Arequipa, surnommée la « ville blanche », propose un cadre de vie plus paisible et moins cher que Lima, alliant commodités modernes et bonne qualité de vie. Cependant, comme ailleurs, il est conseillé aux visiteurs étrangers de rester vigilants, notamment contre les pickpockets dans les lieux très fréquentés.
D’autres destinations accueillent de plus petites communautés : Trujillo sur la côte nord, Iquitos au cœur de l’Amazonie, Huaraz pour les amateurs de montagne. Le niveau de sécurité y est très variable d’un quartier à l’autre, et il est indispensable d’échanger avec des résidents, groupes d’expats ou services comme iPerú avant de s’y installer.

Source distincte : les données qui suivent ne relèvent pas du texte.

PR #48, opened 2019-10-23
Add cassandra state store

### LINKED ISSUE #45: Cassandra state store
## Describe the proposal

Implement Cassandra as a state store and transactional state store.

yaron2:
closes #45


state/cassandra/cassandra.go
```diff
@@ -0,0 +1,304 @@
...
+
+// Set saves state into cassandra
+func (c *Cassandra) Set(req *state.SetRequest) error {
+	var bt []byte
+	b, ok := req.Value.([]byte)
+	if ok {
+		bt = b
+	} else {
+		bt, _ = jsoniter.ConfigFastest.Marshal(req.Value)
+	}
```
youngbupark: I think we used this logic multiple times. Wouldn't it be good to have utils package in component-contrib ?

yaron2: Yes, but lets save that for a separate refactor

state/cassandra/cassandra.go
```diff
@@ -0,0 +1,304 @@
...
+	return nil
+}
+
+// Get retrieves state from cassandra with a key
+func (c *Cassandra) Get(req *state.GetRequest) (*state.GetResponse, error) {
+	query := fmt.Sprintf("SELECT value FROM %s WHERE key='%s'", c.table, req.Key)
+
+	session := c.session
+
+	if req.Options.Consistency == state.Strong {
```
youngbupark: Isn't there any chance that user passes unsupported consistency ? e.g. typo. evntual

state/cassandra/cassandra.go
```diff
@@ -0,0 +1,304 @@
...
+		sess, err := c.createSession(gocql.Any)
+		if err != nil {
+			return err
+		}
+		defer sess.Close()
+		session = sess
+	}
+
+	err := session.Query(query, req.Key, bt).Exec()
+	return err
```
youngbupark: I would just return session.Query(x) without the assignment.
```
return session.Query(query, req.Key, bt).Exec()
```

state/cassandra/cassandra.go
yaron2: Yes. And then the default consistency level is used

state/cassandra/cassandra.go
yaron2: Alright...

yaron2: Fixed with commit

Issue #58, opened 2019-10-26
No CI pipeline (either azure or github actions)


sayboras:
Not sure if any plan to do so for this repo.

sayboras:
As other repo dapr/dapr just migrated from azure pipeline to github action, I will proceed with github action then, please help to review #59

youngbupark:
@sayboras Can you please add badge to README.md ? I think you can find the reference in dapr repo.

sayboras:
@youngbupark Good point 💯

sayboras:
All items are addressed, closing PR :)

PR #59, opened 2019-10-26
Add github action for CI

sayboras:
# Description
To add github action for CI. This is the first version of CI, so I am not sure what is required in term of releasing process. 
1. Running `go test` as metioned in #5 
2. Running `golangci-lint run` for linter check. As the first cut, I used the same `.golangci.yaml` as https://github.com/dapr/dapr/blob/master/.golangci.yml 

## Issue reference
Related issue #58  #5 

## Checklist
Not sure why the github action didn't run for this repo (maybe I don't have admin/write permission in this repo), please refer to output here https://github.com/sayboras/components-contrib/pull/1

* [x] Code compiles correctly
* [ ] Created/updated tests


go.mod
```diff
@@ -1,6 +1,6 @@
 module github.com/dapr/components-contrib
 
-go 1.12
+go 1.13
```
sayboras: Upgrade to 1.13 as per dapr/dapr repo, we can keep it as 1.12 if you guys are having any concern about compatibility.

state/state_store.go
```diff
@@ -5,8 +5,8 @@
 
 package state
 
-// StateStore is an interface to perform operations on store
-type StateStore interface {
+// Store is an interface to perform operations on store
+type Store interface {
```
sayboras: rename the interface as package is already `state` (e.g. to avoid state.StateStore from consumer point of view)

state/retry_test.go
```diff
@@ -1,89 +1,88 @@
...
-					Threshold: 3,
-					Pattern:   "linear",
-				},
-			},
-		})
-		assert.Equal(t, 3, counter, "should execute 3 times")
-	})
-
-}
+// ------------------------------------------------------------
```
sayboras: just carriage character.

state/retry.go
```diff
@@ -1,98 +1,98 @@
...
-				}
-			}
-			return fmt.Errorf("failed to set value after %d retries", req.Options.RetryPolicy.Threshold)
-		}
-		return method(req)
-	default:
-		return fmt.Errorf("unrecognized retry patter '%s'", req.Options.RetryPolicy.Pattern)
-	}
-}
+// ------------------------------------------------------------
```
sayboras: just carriage character.

state/redis/redis_test.go
```diff
@@ -1,86 +1,86 @@
...
-		slaves := store.parseConnectedSlaves("# Replication\r\nrole:master\r\nconnected_slaves:2\r\n")
-		assert.Equal(t, 2, slaves, "connected slaves must be 2")
-	})
-
-	t.Run("connectedSlaves is 1", func(t *testing.T) {
-		slaves := store.parseConnectedSlaves("# Replication\r\nrole:master\r\nconnected_slaves:1")
-		assert.Equal(t, 1, slaves, "connected slaves must be 1")
-	})
-}
+// ------------------------------------------------------------
```
sayboras: just carriage character.

state/state_store.go
```diff
@@ -6,6 +6,7 @@
 package state
 
 // StateStore is an interface to perform operations on store
+// nolint:golint
```
sayboras: I would love to rename this struct to just `State`, but need to refactor in all implementation for redis, cosmodb, etc. So just leave it for now.

go.mod
youngbupark: We use 1.13.3 in CI. it should be fine. cc/ @yaron2

state/state_store.go
youngbupark: Agree. let's keep it as is because it requires dapr change as well.

yaron2: This can be changed and will not affect Dapr until its updated to use the new version of contrib.
However, I would advise against using the name `State` for this interface, as I don't think its descriptive enough in regards to the methods that make up the interface.

For me, `State` might represent the actual state and is mutable. A `StateStore` is more representative of the entity that gets, saves, deletes, etc. the state itself.

sayboras: oh actually, what I meant is to change it to `Store`, previous comment is typo.

sayboras: @yaron2 @youngbupark I assume you guys are happy to make it `Store` :)

youngbupark: @yaron2 

> This can be changed and will not affect Dapr until its updated to use the new version of contrib.

It is true, but someone who want to develop with the component-contrib could fail because of this renaming.. :) 

@yaron2 @sayboras Yeah I overlooked @sayboras' comment on my phone. I thought it was `store` because package name is `state`. 

For renaming stuff, I would use the dedicated PR which is only for renaming because if somethings goes wrong, it is easier to revert the commit...

.github/workflows/components-contrib.yml
```diff
@@ -0,0 +1,61 @@
...
+            target_arch: arm
+          - os: macOS-latest
+            target_arch: arm
+    steps:
+      - name: Check out code into the Go module directory
+        uses: actions/checkout@v1
+      - name: Set up Go ${{ env.GOVER }}
+        uses: actions/setup-go@v1
+        with:
+          go-version: ${{ env.GOVER }}
```
youngbupark: This needs to be the first step because it will set up the environment variables for go and checkout step will checkout in the go module directory based on env var.

Makefile
```diff
@@ -0,0 +1,64 @@
...
+export GOOS ?= $(TARGET_OS_LOCAL)
+
+ifeq ($(GOOS),windows)
+BINARY_EXT_LOCAL:=.exe
+GOLANGCI_LINT:=golangci-lint.exe
+export ARCHIVE_EXT = .zip
+else
+BINARY_EXT_LOCAL:=
+GOLANGCI_LINT:=golangci-lint
+export ARCHIVE_EXT = .tar.gz
```
youngbupark: nit: I do not think we need this

Makefile
```diff
@@ -0,0 +1,64 @@
...
+   TARGET_OS_LOCAL = darwin
+else
+   TARGET_OS_LOCAL ?= windows
+endif
+export GOOS ?= $(TARGET_OS_LOCAL)
+
+ifeq ($(GOOS),windows)
+BINARY_EXT_LOCAL:=.exe
+GOLANGCI_LINT:=golangci-lint.exe
+export ARCHIVE_EXT = .zip
```
youngbupark: nit: I do not think we need this

state/state_store.go
sayboras: you are right, I leave it as it is now, will make the changes in subsequent PR.

sayboras:
> I left some nitpicked comments :) Thanks for your contribution!
> 
> @yaron2 please double-check this PR :)

Thanks, I have incorporated all of your comments 💯

state/state_store.go
youngbupark: > you are right, I leave it as it is now, will make the changes in subsequent PR.

@sayboras Please open the issue first to track to rename it.

go.mod
yaron2: Should be ok

state/state_store.go
sayboras: Here it is https://github.com/dapr/components-contrib/issues/67, I will start working on this after this PR is merged.

Issue #67, opened 2019-10-28
To rename StateStore interface in state package


sayboras:
## Describe the proposal

As discussed in https://github.com/dapr/components-contrib/pull/59#discussion_r339658021, the `StateStore` interface can be renamed to `Store` for simplicity.

youngbupark:
cc/ @yaron2 @Haishi2016 @amanbha @shalabhms @LMWF

yaron2:
I edited the title and body to reflect interface and not struct.

PR #70, opened 2019-10-29
Rename the StateStore interface

sayboras:
# Description

Fixes https://github.com/dapr/components-contrib/issues/67

## Issue reference
As mentioned in https://github.com/dapr/components-contrib/issues/67, we would like to rename interface `state.StateStore` to just `state.Store`.

I also noticed that there is inconsistency in naming for different store implementation such as `cosmodb` and `redis` compared to others (e.g. etcd, cassandra, consul etc). Hence, I have done some refactor as well. This might be breaking change, so would love to hear your inputs.

## Checklist

* [x] Code compiles correctly
* [ ] Created/updated tests


state/cosmosdb/cosmosdb.go
```diff
@@ -16,8 +16,8 @@ import (
 	"github.com/a8m/documentdb"
 )
 
-// StateStore is a CosmosDB state store
-type StateStore struct {
+// CosmosDB is a CosmosDB state store
+type CosmosDB struct {
```
youngbupark: package name is cosmosdb and you renamed StateStore to CosmosDB. cosmosdb.CosmosDB doesn't look good to me. Do you have the better idea for this ? maybe StateStore would be better.. cc/ @yaron2

sayboras: Oh i take a look on other implementation (eg etcd), and would like to make it consistent. Will be easier for consumer

sayboras: @shalabhms @youngbupark noted and thanks guys, let me update the PR.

Criminalité : réalités à connaître avant de s’installer
Les autorités américaines et canadiennes parlent de criminalité « répandue » au Pérou. La palette va du pickpocket opportuniste au braquage de bus interurbain, en passant par l’« express kidnapping ». Pour un expatrié, l’enjeu n’est pas de paniquer, mais de comprendre les scénarios fréquents pour adapter ses comportements.
Vols, pickpockets et agressions
Dans les grandes villes comme Lima, Cusco ou Arequipa, les délits les plus courants sont :
– Vols à la tire dans les bus, métros, marchés, stations, parcs très fréquentés
– Arrachage de sac ou téléphone depuis un scooter ou une voiture, aux feux ou sur trottoir
– Vol de sac à main ou sac à dos dans les cafés, halls d’hôtels, restaurants
– Vol de bagages dans les bus interurbains ou les soutes
Une étude de la municipalité de Lima indique que 68 % des vols se produisent à proximité des grands monuments pendant les heures de pointe, lorsque les foules sont denses et les touristes plus distraits. Les vols violents (carjackings, agressions armées) existent, y compris de jour, mais la plupart sont concentrés dans des districts défavorisés ou sur certaines routes périphériques.
L’« express kidnapping », forme d’enlèvement de courte durée pour soutirer des retraits au distributeur, est documenté, notamment via de faux taxis. Ces cas restent minoritaires, mais le risque est jugé suffisamment sérieux pour que les ambassades en parlent systématiquement dans leurs conseils.
Arnaques fréquentes : comment on cible les étrangers
Le Pérou n’échappe pas à la créativité des escrocs, et une partie – minoritaire – de la population considère l’arnaque de touristes comme un « petit délit » sans victime, imaginant que l’assurance ou « l’argent des gringos » couvrira la perte. Les expatriés, souvent perçus comme aisés, deviennent des cibles de choix, surtout dans leurs premiers mois.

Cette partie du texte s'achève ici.